Sunday, October 19, 2008

by SUSAN MANN

The current dip in grain and oilseed prices is partly due to the financial crisis in the Unites States, says Jeff Davis, chair of the safety net committee for the Ontario Corn Producers’ Association.

Traditionally prices do fall at this time of year because crops are being harvested but Davis says they wouldn’t have fallen so low if it weren’t for the crisis. Last week, corn plunged to $3.86 from a high of about $6 a bushel in June.

“The price wasn’t expected to go down as much as it did,” he says. “It dropped with the U.S. financial crisis.”

When the corn price was on the way up fertilizer and other input costs went up too, Davis says. Now there’s a lower corn price but input costs haven’t fallen, especially fertilizer. That concerns Davis.

“It’s my understanding that the wholesale prices have not dropped either,” says the St. Thomas-area farmer who grows corn, soybeans and wheat on about 900 acres.

What will happen with fertilizer prices is a big question on this farmer’s mind: “We (growers) certainly hope that it goes down but right now there’s no indication that it would.”

Alfons Weersink, an agricultural economist at the University of Guelph, notes the United States’ economic slowdown is causing a fall in all commodity prices because increasingly commodities prices are linked together. For example, he points out that ethanol “sort of serves as a link” between corn and crude oil prices. Higher crude oil prices push up corn and soybean prices because it pushes up the price of substitutes like ethanol and biodiesel, he explains.

Dale Petrie, general manager of the Ontario Soybean Growers says farmers are somewhat used to market volatility because it’s quite common in agriculture. But “this roller coaster ride is pretty much unprecedented with the high of commodity prices and then the rapid decline.”

The United States’ financial mess may also be causing more than usual volatility on the futures markets, notes Peter Tuinema, manager of programs and policy for the Ontario Wheat Producers’ Marketing Board. Investors may either go into the futures markets or abandon them depending on what’s happening on the stock markets. “You can have a quick change in prices,” he says.

Another effect is a drop in the value of the Canadian dollar. Last week the Canadian dollar was worth about US$0.85; a year ago it was up to US$1.10 and it hovered around US$1 throughout the winter and spring. But it also means that products farmers have to import, such as machinery parts, cost more.

While some analysts are concerned the United States’ financial problems may lead to a world-wide recession, Tuinema says the effects would be worse on industries like manufacturing than on agriculture. “If you get into a recession people, especially in North America, may eat differently but they still eat.”

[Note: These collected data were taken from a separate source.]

PR #21, opened 2024-12-02
feat(local): add renewable reading + various matrix reading

killian-scalian:
- Add renewable reading
- Unitary tests
-  Add timeserie services on AreaLocalService 
  - solar
  - wind
  - reserves
  - misc-gen


src/antares/model/area.py
```diff
@@ -299,6 +299,9 @@ def get_reserves_matrix(self) -> pd.DataFrame:
 
     def get_misc_gen_matrix(self) -> pd.DataFrame:
         return self._area_service.get_misc_gen_matrix(self)
+    
+    def get_renewable_matrix(self, renewable: RenewableCluster) -> pd.DataFrame:
```
MartinBelthle, line 303: You should only give a renewable_id not a renewable object

src/antares/service/local_services/renewable_local.py
```diff
@@ -29,12 +35,40 @@ def update_renewable_properties(
         self, renewable_cluster: RenewableCluster, properties: RenewableClusterProperties
     ) -> RenewableClusterProperties:
         raise NotImplementedError
+    
+    def _read_timeseries(self, ts_file_type: TimeSeriesFileType, study_path: Path, area_id: Optional[str] = None, renewable_id: Optional[str] = None) -> pd.DataFrame:
```
MartinBelthle, line 39: You should put this method inside a utils as it's a duplicate from the one inside area_local

tests/antares/services/local_services/test_area.py
```diff
@@ -1139,12 +1141,165 @@ def _write_file(_file_path, _time_series) -> None:
...
+        for area in areas:
+            expected_time_serie = pd.DataFrame(
+                    [
+                        [-9999999980506447872, 0, 9999999980506447872],
+                        [0, area.id, 0],
+                    ]
+                , dtype="object")
+            renewable_list = area.read_renewables(area.id)
+
+            if renewable_list:
```
MartinBelthle, line 1172: Weird to add a if inside a test that will always go inside or outside of it

MartinBelthle (changes requested):
Minor changes requested

src/antares/model/area.py
killian-scalian: Ok i modified the signature, and changed accordingly the signature on renewable_api as well as the unit tests associated

src/antares/model/area.py
```diff
@@ -299,6 +299,9 @@ def get_reserves_matrix(self) -> pd.DataFrame:
 
     def get_misc_gen_matrix(self) -> pd.DataFrame:
         return self._area_service.get_misc_gen_matrix(self)
+    
+    def get_renewable_matrix(self, renewable_id: str) -> pd.DataFrame:
```
MartinBelthle, line 303: I just realized this doesn't make sense here. As an user will do `renewable.get_timeseries()` and not area.get_ts(renewable_id) it doesn't make sense. So you can remove this. 
Also rename the method `get_timeseries()` as it would be clearer for the user

MartinBelthle (changes requested):

src/antares/model/area.py
killian-scalian: Okay understood, i removed it and renamed get_renewable_matrxi from renewableCluster object

src/antares/tools/matrix_tool.py
```diff
@@ -36,3 +40,17 @@ def df_save(df: pd.DataFrame, path: Path) -> None:
 
 def df_read(path: Path) -> pd.DataFrame:
     return pd.read_csv(path, sep="\t", header=None)
+
+
+def read_timeseries(ts_file_type: TimeSeriesFileType, study_path: Path, area_id: Optional[str] = None, constraint_id: Optional[str] = None, renewable_id: Optional[str] = None,) -> pd.DataFrame:
```
MartinBelthle, line 45: As st_storage, thermal and renewable are all clusters, it could be nice to rename this parameter `cluster_id` otherwise you'll have to add other arguments here. This goes with changing `RENEWABLE_DATA_SERIES` to put `cluster_id` inside it. 

After this it will be good for me

MartinBelthle (changes requested):

src/antares/tools/matrix_tool.py
killian-scalian: No problem, i changed mentions of renewable_id for cluster_id, for more clarity

MartinBelthle (approved):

Al Mussell, senior research associate at the George Morris Centre, agrees. Budget-constrained people will do more cooking at home and less eating out. They’ll also move to more stable foods and fewer pre-prepared meals or luxury foods.

Barry Smith, Farm Credit Canada vice-president of operations for Western Ontario, says there hasn’t been any sign yet of a global recession and it’s too early to say that’s going to happen. But (if it happens), it will impact farmers. “Anything that puts pressure on the prices that either farmers or processors receive for their goods is going to have a negative impact,” he says, adding that FCC believes it can work through any tough times with farmers as it has in the past.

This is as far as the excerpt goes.